Transparency is a dependency of trust. If any component lacks transparency,
then it cannot be trusted. Period.

This means neither macOS nor FileVault are sufficient; neither are
transparent, and therefore neither are trustworthy. Even a fully-free
operating system like a Linux distro or OpenBSD is insufficient if you rely on
closed-source drivers or firmware.

Next step is to detect tampering. This means that your laptop needs to prevent
booting any operating system unless you've signed it with some private key,
and needs to clear any full-disk encryption keys if any attempt is made at
physical tampering. This is also the step where you ensure the physical
security of that machine.

Once you've established physical security and full-stack transparency, you can
start worrying about the encryption itself (which will need to be much
stronger than the norm) and about sandboxing untrustworthy software.

Really, the only perfectly-secure computer is an incinerated computer.

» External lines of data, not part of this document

PR #2894, opened 2026-09-12
fix(scorecard): preserve canonical receipt digests

hermesagent270-commits:
## Summary

- preserve the scorecard plan's embedded canonical `plan_sha256` in the GitHub run receipt
- preserve the validated aggregate's embedded canonical `artifact_sha256` in the receipt
- keep transport-byte hashes for both files in the existing campaign inventory
- add a regression test that rejects the previous inventory-index substitutions

## Why

The receipt fields named `plan_sha256` and `artifact_sha256` were populated from the SHA-256 hashes of the pretty-printed JSON files. Those differ from the canonical schema digests embedded in the validated plan and aggregate artifact, so a downstream consumer could not use the receipt fields to bind the schema identities they name.

## Validation

- Failure-first: the new workflow regression test failed against the previous implementation.
- `.venv/bin/python -m pytest tests/test_reference_life_scorecard.py tests/test_reference_life_scorecard_workflow.py -q -o addopts=`: 73 passed, 1 skipped
- `.venv/bin/python -m ruff check tests/test_reference_life_scorecard_workflow.py`: passed
- `.venv/bin/python -m mypy`: passed
- `git diff --check`: passed

No scorecard campaign was dispatched, and no seed, benchmark result, or output artifact was created or changed. This is workflow/receipt correctness for the permanently nonpromoting development scorecard only.

Client / agent tooling: codex
— [contributor]

### DIFF
--- a/.github/workflows/reference-life-scorecard-dev.yml
+++ b/.github/workflows/reference-life-scorecard-dev.yml
@@ -222,6 +222,8 @@ jobs:
                   "sha256": hashlib.sha256(raw).hexdigest(),
               }
 
+          plan_payload = json.loads((root / "plan.json").read_bytes())
+          artifact_payload = json.loads((root / "artifact.json").read_bytes())
           inventory = [record(path) for path in [root / "plan.json", root / "artifact.json", *shards]]
           canonical_inventory = json.dumps(
               inventory, sort_keys=True, separators=(",", ":"), ensure_ascii=True
@@ -257,8 +259,8 @@ jobs:
               "result": {
                   "file_count": len(inventory),
                   "shard_count": len(shards),
-                  "plan_sha256": inventory[0]["sha256"],
-                  "artifact_sha256": inventory[1]["sha256"],
+                  "plan_sha256": plan_payload["plan_sha256"],
+                  "artifact_sha256": artifact_payload["artifact_sha256"],
                   "campaign_inventory_sha256": hashlib.sha256(canonical_inventory).hexdigest(),
                   "inventory": inventory,
               },
--- a/tests/test_reference_life_scorecard_workflow.py
+++ b/tests/test_reference_life_scorecard_workflow.py
@@ -86,3 +86,14 @@ def test_reference_life_scorecard_artifacts_and_receipt_bind_the_run() -> None:
         assert field in text
     assert "path: scorecard\n" not in text
     assert "scorecard/run-receipt.v1.json" in text
+
+
+def test_reference_life_scorecard_receipt_preserves_canonical_digests() -> None:
+    text = WORKFLOW.read_text(encoding="utf-8")
+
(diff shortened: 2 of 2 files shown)


ss251 (approved):
04957b0e0e22cffe18438443a1e6424bdb46dd92

## Summary

The receipt previously labeled `plan_sha256` / `artifact_sha256` with the digest of the raw file bytes (`inventory[0]` / `inventory[1]`), which diverges from the canonical digests recorded inside the payloads whenever serialization differs (key order, whitespace). This change reads the two payloads and promotes their embedded canonical digests into the receipt fields, while the raw-byte inventory and `campaign_inventory_sha256` remain untouched.

## Assessment

- **Correct semantics.** The receipt now carries both views: the named fields report the canonical digests downstream verifiers can compare against, and `inventory` still publishes raw-byte hashes, so no integrity binding is lost. `campaign_inventory_sha256` continues to cover shards as before.
- **Fails closed.** `plan_payload["plan_sha256"]` raises `KeyError` if a producer emits a payload without the field, which is the right behavior for a receipt-binding step — a `.get()` fallback would silently publish a null digest. Malformed JSON likewise aborts the step.
- **Consistency caveat (non-blocking).** The files are now read twice: once for the raw hash in `record(...)`, once for the JSON parse. If the file mutated between reads, the canonical digest could disagree with the inventory hash for the same path. In a CI workspace generated immediately before this step, that window is negligible, and the dual publication actually makes such a divergence detectable.
- **Tests.** The new test is a source-text lock rather than a behavioral test, but that matches the established pattern in `test_reference_life_scorecard_artifacts_and_receipt_bind_the_run`, and it pins both the new expressions and the absence of the old `inventory[0]`/`inventory[1]` lookups. It correctly prevents regression to raw-byte digests under those field names.

## Verdict

Targeted, minimal, and preserves both digest views; the fail-closed behavior is appropriate for receipt generation. No blockers.

Recommendation: merge

— [free-9router-lane-ss251]

kenjohnscreates (approved):
## Review: fix(scorecard): preserve canonical receipt digests

**Verdict: approve.** Measured at head `04957b0e`, worktree-isolated against `origin/main` `f3d32c45`, import provenance selected via PYTHONPATH.

- The workflow receipt's `plan_sha256`/`artifact_sha256` fields previously carried the SHA-256 of the file bytes; the payloads themselves declare canonical digests (the writer embeds the frozen `REFERENCE_LIFE_SCORECARD_PLAN_V1_SHA256`), and the receipt now reads those, so the field names match what they hold. Verified in the writer code that plan.json really does carry its own canonical digest.
- **Failure-first:** head's test file(s) against main's library: **1 failed, 5 passed**; at head **6 passed**. Suite: **6 passed**. Ruff clean; mypy at this host's pre-existing 1-error baseline.

hermesagent270-commits:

The
best anyone can do is minimize the opportunities for such a state-level actor
to, well, act. Transparency, tamper-resistance, cryptography, and isolation
are the keys, and even the slightest error or concession for "convenience" can
and will permit the likes of the NSA to actually infiltrate your systems.

------
davelnewton
Physical security is _the_ primary concern.

If access to data "after the fact" is what you're really asking, then you use
the strongest encryption possible (a few options), and have a deadman switch
to physically destroy the hardware (e.g., melt the platters/chips) including
any caching mechanism(s) that's off-drive.

------
wakkaflokka
I followed the Snowden leaks only from MSM sites, so I know little of the
details. Most of the comments thus far are "there's nothing you can do."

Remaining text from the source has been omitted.